Issue #1393, opened 2021-01-30
[WGSL] Proposal: Default Struct Layout


ben-clayton:
Internally at Google @dj2, @kainino0x, @dneto0, @alan-baker and I have been discussing struct layout ideas. We have (mostly) converged on this proposal.

If the wider group backs this proposal, next steps would be to agree on the mandatory layout rules for each storage type.

---

# WGSL Struct Alignment Proposal

## Design principles

1. Provides a single **default layout** for any host-shareable datatype (primitive, structure, array).

    The layout is always valid for storage buffers. \
    The rules are practical - not too wasteful. \
    The rules are forward-looking - std140 / “extended” is considered legacy.

2. Structure layout is defined in terms of “size” and “layout” with no additional rules. The offset of any field is always exactly:

	<code>roundUp(alignment <sub>field</sub>, offset <sub>previous field</sub> + size <sub>previous field</sub>)</code>.

3. User defined data types and individual structure fields may diverge from the default layout, by using annotations to override the default alignment, size, and array stride values.

    `[[align(n), size(n)]]` can be decorated on user-defined types and structure fields. \
    `[[stride(n)]]` on array types.

    In most cases, this is required to make a datatype conform to the restrictions of uniform buffers.
    It can also be used to specify layouts denser than the default, e.g. to use with future optional capabilities (e.g. “scalar” layout).

4. _Rules_ for valid uniform/storage buffer layouts are defined separately from the _algorithm_ that defines the default layout

    This proposal intentionally does not define the layout rules for the various storage classes, but does demonstrate how more restrictive storage class layouts are supported.

### Default alignments and sizes

Every data type has a default alignment and size value. When `[[size(n)]]` or `[[align(n)]]` decorations aren’t specified for the type, they’re the same as the `Align(S, storage)` and `Extent(V, storage)` in the current WGSL draft spec.

Default alignment and size for each WGSL data type:

| Type                              | Alignment (bytes)       | Size (bytes)                                                     |
|-----------------------------------|-------------------------|------------------------------------------------------------------|
| `f32`                             | 4                       | 4                                                                |
| `i32`                             | 4                       | 4                                                                |
| `u32`                             | 4                       | 4                                                                |
| `vec2`                            | 8                       | 8                                                                |
| `vec3`                            | 16                      | 12                                                               |
| `vec4`                            | 16                      | 16                                                               |
[...]

PR #1447, opened 2021-02-18
[WGSL] Default struct memory layout

ben-clayton:
Ready for final review

### DIFF
--- a/wgsl/index.bs
+++ b/wgsl/index.bs
@@ -810,28 +810,28 @@ rounded to the next multiple of the structure's alignment:
 
 <div class='example wgsl' heading='Layout of structures using implicit member strides and alignments'>
   <xmp highlight='rust'>
-    /*             align(8)  size(24)  */ [[block]] struct A {
-    /* offset(0)   align(4)  size(4)   */     u : f32;
-    /* offset(4)   align(4)  size(4)   */     v : f32;
-    /* offset(8)   align(8)  size(8)   */     w : vec2<f32>;
-    /* offset(16)  align(4)  size(4)   */     x : f32;
-    /* offset(20)  align(1)  size(4)          -- implicit struct size padding -- */
-                                          };
+    [[block]] struct A {                           //             align(8)  size(24)
+        u : f32;                                   // offset(0)   align(4)  size(4)
+        v : f32;                                   // offset(4)   align(4)  size(4)
+        w : vec2<f32>;                             // offset(8)   align(8)  size(8)
+        x : f32;                                   // offset(16)  align(4)  size(4)
+        // -- implicit struct size padding --      // offset(20)  align(1)  size(4)
+    };
 
-    /*             align(16) size(160) */ [[block]] struct B {
-    /* offset(0)   align(8)  size(8)   */     a : vec2<f32>;
-    /* offset(8)   align(1)  size(8)          -- implicit member alignment padding -- */
-    /* offset(16)  align(16) size(12)  */     b : vec3<f32>;
-    /* offset(28)  align(4)  size(4)   */     c : f32;
-    /* offset(32)  align(4)  size(4)   */     d : f32;
-    /* offset(36)  align(1)  size(12)         -- implicit member alignment padding -- */
-    /* offset(40)  align(8)  size(24)  */     e : A;
-    /* offset(64)  align(16) size(12)  */     f : vec3<f32>;
-    /* offset(76)  align(1)  size(4)          -- implicit member alignment padding -- */
-    /* offset(80)  align(8)  size(72)  */     g : [[stride(24)]] array<A, 3>;
-    /* offset(152) align(4)  size(4)   */     h : i32;
-    /* offset(156) align(1)  size(4)          -- implicit struct size padding -- */
-                                          };
+    [[block]] struct B {                           //             align(16) size(160)
+        a : vec2<f32>;                             // offset(0)   align(8)  size(8)
+        // -- implicit member alignment padding -- // offset(8)   align(1)  size(8)
+        b : vec3<f32>;                             // offset(16)  align(16) size(12)
+        c : f32;                                   // offset(28)  align(4)  size(4)
+        d : f32;                                   // offset(32)  align(4)  size(4)
+        // -- implicit member alignment padding -- // offset(36)  align(1)  size(12)
+        e : A;                                     // offset(40)  align(8)  size(24)
+        f : vec3<f32>;                             // offset(64)  align(16) size(12)
+        // -- implicit member alignment padding -- // offset(76)  align(1)  size(4)
+        g : [[stride(24)]] array<A, 3>;            // offset(80)  align(8)  size(72)
+        h : i32;                                   // offset(152) align(4)  size(4)
+        // -- implicit struct size padding --      // offset(156) align(1)  size(4)
+    };
 
     [[group(0), binding(0)]]
     var<storage> storage_buffer : B;
@@ -840,27 +840,27 @@ rounded to the next multiple of the structure's alignment:
 
 <div class='example wgsl' heading='Layout of structures with explicit member strides and alignments'>
   <xmp highlight='rust'>
-    /*             align(8)  size(32)  */ [[block]] struct A {
-    /* offset(0)   align(4)  size(4)   */     u : f32;
-    /* offset(4)   align(4)  size(4)   */     v : f32;
-    /* offset(8)   align(8)  size(8)   */     w : vec2<f32>;
-    /* offset(16)  align(4)  size(16)  */    [[size(16)]] x: f32;
-                                          };
+    [[block]] struct A {                           //             align(8)  size(32)
+        u : f32;                                   // offset(0)   align(4)  size(4)
+        v : f32;                                   // offset(4)   align(4)  size(4)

> TRY IT
Your answer should consist of each line of the data above in which the word "heading" occurs.

> RESULT
 <div class='example wgsl' heading='Layout of structures using implicit member strides and alignments'>
 <div class='example wgsl' heading='Layout of structures with explicit member strides and alignments'>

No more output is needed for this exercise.